PR #1933, opened 2023-06-07
fix: add runtime hints for logging

zhumin8:
~~Need rebase after setups in #1931 are merged in.~~

This pr adds:
- runtime hints for springframework aot to allow Logging module work with Native build.
- a relevant unit test
- runtime hints needed for sample integration test. (this is test setup specific and is not needed to run sample application).

### CI for native is setup to run on sample integration tests that:
- has `it.xx` property added to [systemPropertyVariables](https://github.com/GoogleCloudPlatform/spring-cloud-gcp/blob/f11fde736c783c4334ae50cb31e8ccf879738daa/spring-cloud-gcp-samples/pom.xml#L133) 
- module added to [native-sample-config](https://github.com/GoogleCloudPlatform/spring-cloud-gcp/blob/f11fde736c783c4334ae50cb31e8ccf879738daa/spring-cloud-gcp-samples/pom.xml#L92C2-L92C2) profile.

Modification to `spring-cloud-gcp-samples/pom.xml` so that:
- by default, all modules are included.
- To run native test only for selected modules, use `--define notAllModules=true` in mvn cmd.

This is needed because native test would fail on no test configuration found.

### To verify locally:
- Run the sample manually:
   - Follow guide in README, instead of `mvn spring-boot:run`, package with `mvn clean package -Pnative-sample-config -Pnative`
   - Run executable `./target/spring-cloud-gcp-logging-sample `
   - Follow guide to issue a request and observe log lines from cloud console.
   - Log entry written by sample:
```
{
insertId: "1c08xcxf1v07m9"
jsonPayload: {
message: "This line was also written to the log with the same Trace ID."
}
labels: {3}
logName: "projects/[project-id]/logs/spring.log"
receiveTimestamp: "2023-06-06T14:15:08.236653291Z"
resource: {2}
severity: "INFO"
timestamp: "2023-06-06T14:15:08.122Z"
trace: "projects/[project-id]/traces/trace-id-to-show-1234"
}
``` 
- Run sample test:
    - `mvn -PnativeTest clean test -Pnative-sample-config`
    - native test are run at the end of the build.
```
com.example.LoggingSampleApplicationIntegrationTests > testLogRecordedInStackDriver() SUCCESSFUL


Test run finished after 12975 ms
[         3 containers found      ]
[         0 containers skipped    ]
[         3 containers started    ]
[         0 containers aborted    ]
[         3 containers successful ]
[         0 containers failed     ]
[         1 tests found           ]
[         0 tests skipped         ]
[         1 tests started         ]
[         0 tests aborted         ]
[         1 tests successful      ]
[         0 tests failed          ]

```


zhumin8:
force-pushed to rebase on main.

.github/workflows/NativeTests.yaml
```diff
@@ -0,0 +1,121 @@
...
+    paths-ignore:
+    - 'spring-cloud-generator/**'
+    - 'spring-cloud-previews/**'
+  workflow_dispatch:
+
+
+jobs:
+  NativeTests:
+    if: |
+      github.actor != 'dependabot[bot]' && ((
```
burkedavison, line 18: Is there a reason for this limitation? I would think we want to run native tests when updating dependencies.

.github/workflows/NativeTests.yaml
```diff
@@ -0,0 +1,121 @@
...
+          credentials_json: ${{ secrets.SPRING_CLOUD_GCP_CI_NATIVE_SA_KEY }}
+      - name: Setup gcloud
+        uses: google-github-actions/setup-gcloud@v1
+        with:
+          project_id: spring-cloud-gcp-ci-native
+      - name: Install pubsub-emulator
+        if: ${{ matrix.it == 'pubsub-emulator' }}
+        run: |
+          gcloud components install pubsub-emulator beta && \
+            gcloud components update
```
burkedavison, line 45: I think `matrix.it` is always null. Can this step be removed?

spring-cloud-gcp-logging/src/main/java/com/google/cloud/spring/logging/aot/LoggingRuntimeHints.java
```diff
@@ -0,0 +1,43 @@
...
+            Arrays.asList(
+                TypeReference.of(LoggingAppender.class),
+                TypeReference.of(TraceIdLoggingEnhancer.class),
+                TypeReference.of(StackdriverJsonLayout.class)),
+            hint ->
+                hint.withMembers(
+                    MemberCategory.INVOKE_DECLARED_CONSTRUCTORS,
+                    MemberCategory.INVOKE_PUBLIC_METHODS));
+  }
+}
```
mpeddada1, line 43: Out of curiosity, do we notice any advantages with using the RuntimeHintsRegistrar class over using static reflection configurations? 
Mostly in terms of choosing the static jsons vs a dynamic way of registering classes for reflection, I'm wondering if we will run into any breaking changes when we upgrade our Spring stack that introduces some changes to it's class definition.

.github/workflows/NativeTests.yaml
zhumin8: will do.

.github/workflows/NativeTests.yaml
zhumin8: AFAIK, we exclude dependency upgrades or any other pr from outside for security reasons.

spring-cloud-gcp-logging/src/main/java/com/google/cloud/spring/logging/aot/LoggingRuntimeHints.java
zhumin8: Good question! I went this way because it's [documented](https://docs.spring.io/spring-boot/docs/current/reference/htmlsingle/#native-image.advanced.custom-hints) and to be consistent to spring conventions, I notice spring-boot and spring-data projects are using this `RuntimeHintsRegistar` (e.g. [logging autoconfig](https://github.com/spring-projects/spring-boot/blob/6176eaa0189ee71638693079eb35fcd9dbb0d01f/spring-boot-project/spring-boot/src/main/java/org/springframework/boot/logging/logback/LogbackRuntimeHints.java))
Some other benefit include: this allows hints be tested; It's easy use spring concepts when registering hints (for example in [vision](https://github.com/GoogleCloudPlatform/spring-cloud-gcp/blob/5375e0c554b1c3c737e41889615c53478d58f6b4/spring-cloud-gcp-vision/src/test/java/com/google/cloud/spring/vision/nativeimage/TestRuntimeHints.java#L28-L29), this is for the test resources, but you can easily refer to spring resources when registering.)

burkedavison (approved):

spring-cloud-gcp-logging/src/main/java/com/google/cloud/spring/logging/aot/LoggingRuntimeHints.java
mpeddada1: Thanks for the context! Considering this resolved to unblock this PR. Discussion has been moved offline.

mpeddada1 (approved):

•••

* _Exercise description_: Once you have read the material, set it down again word for word.

* _Result_:
PR #1933, opened 2023-06-07
fix: add runtime hints for logging

zhumin8:
~~Need rebase after setups in #1931 are merged in.~~

This pr adds:
- runtime hints for springframework aot to allow Logging module work with Native build.
- a relevant unit test
- runtime hints needed for sample integration test. (this is test setup specific and is not needed to run sample application).

### CI for native is setup to run on sample integration tests that:
- has `it.xx` property added to [systemPropertyVariables](https://github.com/GoogleCloudPlatform/spring-cloud-gcp/blob/f11fde736c783c4334ae50cb31e8ccf879738daa/spring-cloud-gcp-samples/pom.xml#L133) 
- module added to [native-sample-config](https://github.com/GoogleCloudPlatform/spring-cloud-gcp/blob/f11fde736c783c4334ae50cb31e8ccf879738daa/spring-cloud-gcp-samples/pom.xml#L92C2-L92C2) profile.

Modification to `spring-cloud-gcp-samples/pom.xml` so that:
- by default, all modules are included.
- To run native test only for selected modules, use `--define notAllModules=true` in mvn cmd.

This is needed because native test would fail on no test configuration found.

### To verify locally:
- Run the sample manually:
   - Follow guide in README, instead of `mvn spring-boot:run`, package with `mvn clean package -Pnative-sample-config -Pnative`
   - Run executable `./target/spring-cloud-gcp-logging-sample `
   - Follow guide to issue a request and observe log lines from cloud console.
   - Log entry written by sample:
```
{
insertId: "1c08xcxf1v07m9"
jsonPayload: {
message: "This line was also written to the log with the same Trace ID."
}
labels: {3}
logName: "projects/[project-id]/logs/spring.log"
receiveTimestamp: "2023-06-06T14:15:08.236653291Z"
resource: {2}
severity: "INFO"
timestamp: "2023-06-06T14:15:08.122Z"
trace: "projects/[project-id]/traces/trace-id-to-show-1234"
}
``` 
- Run sample test:
    - `mvn -PnativeTest clean test -Pnative-sample-config`
    - native test are run at the end of the build.
```
com.example.LoggingSampleApplicationIntegrationTests > testLogRecordedInStackDriver() SUCCESSFUL


Test run finished after 12975 ms
[         3 containers found      ]
[         0 containers skipped    ]
[         3 containers started    ]
[         0 containers aborted    ]
[         3 containers successful ]
[         0 containers failed     ]
[         1 tests found           ]
[         0 tests skipped         ]
[         1 tests started         ]
[         0 tests aborted         ]
[         1 tests successful      ]
[         0 tests failed          ]

```


zhumin8:
force-pushed to rebase on main.

.github/workflows/NativeTests.yaml
```diff
@@ -0,0 +1,121 @@
...
+    paths-ignore:
+    - 'spring-cloud-generator/**'
+    - 'spring-cloud-previews/**'
+  workflow_dispatch:
+
+
+jobs:
+  NativeTests:
+    if: |
+      github.actor != 'dependabot[bot]' && ((
```
burkedavison, line 18: Is there a reason for this limitation? I would think we want to run native tests when updating dependencies.

.github/workflows/NativeTests.yaml
```diff
@@ -0,0 +1,121 @@
...
+          credentials_json: ${{ secrets.SPRING_CLOUD_GCP_CI_NATIVE_SA_KEY }}
+      - name: Setup gcloud
+        uses: google-github-actions/setup-gcloud@v1
+        with:
+          project_id: spring-cloud-gcp-ci-native
+      - name: Install pubsub-emulator
+        if: ${{ matrix.it == 'pubsub-emulator' }}
+        run: |
+          gcloud components install pubsub-emulator beta && \
+            gcloud components update
```
burkedavison, line 45: I think `matrix.it` is always null. Can this step be removed?

spring-cloud-gcp-logging/src/main/java/com/google/cloud/spring/logging/aot/LoggingRuntimeHints.java
```diff
@@ -0,0 +1,43 @@
...
+            Arrays.asList(
+                TypeReference.of(LoggingAppender.class),
+                TypeReference.of(TraceIdLoggingEnhancer.class),
+                TypeReference.of(StackdriverJsonLayout.class)),
+            hint ->
+                hint.withMembers(
+                    MemberCategory.INVOKE_DECLARED_CONSTRUCTORS,
+                    MemberCategory.INVOKE_PUBLIC_METHODS));
+  }
+}
```
mpeddada1, line 43: Out of curiosity, do we notice any advantages with using the RuntimeHintsRegistrar class over using static reflection configurations? 
Mostly in terms of choosing the static jsons vs a dynamic way of registering classes for reflection, I'm wondering if we will run into any breaking changes when we upgrade our Spring stack that introduces some changes to it's class definition.

.github/workflows/NativeTests.yaml
zhumin8: will do.

.github/workflows/NativeTests.yaml
zhumin8: AFAIK, we exclude dependency upgrades or any other pr from outside for security reasons.

spring-cloud-gcp-logging/src/main/java/com/google/cloud/spring/logging/aot/LoggingRuntimeHints.java
zhumin8: Good question! I went this way because it's [documented](https://docs.spring.io/spring-boot/docs/current/reference/htmlsingle/#native-image.advanced.custom-hints) and to be consistent to spring conventions, I notice spring-boot and spring-data projects are using this `RuntimeHintsRegistar` (e.g. [logging autoconfig](https://github.com/spring-projects/spring-boot/blob/6176eaa0189ee71638693079eb35fcd9dbb0d01f/spring-boot-project/spring-boot/src/main/java/org/springframework/boot/logging/logback/LogbackRuntimeHints.java))
Some other benefit include: this allows hints be tested; It's easy use spring concepts when registering hints (for example in [vision](https://github.com/GoogleCloudPlatform/spring-cloud-gcp/blob/5375e0c554b1c3c737e41889615c53478d58f6b4/spring-cloud-gcp-vision/src/test/java/com/google/cloud/spring/vision/nativeimage/TestRuntimeHints.java#L28-L29), this is for the test resources, but you can easily refer to spring resources when registering.)

burkedavison (approved):

spring-cloud-gcp-logging/src/main/java/com/google/cloud/spring/logging/aot/LoggingRuntimeHints.java
mpeddada1: Thanks for the context! Considering this resolved to unblock this PR. Discussion has been moved offline.

mpeddada1 (approved):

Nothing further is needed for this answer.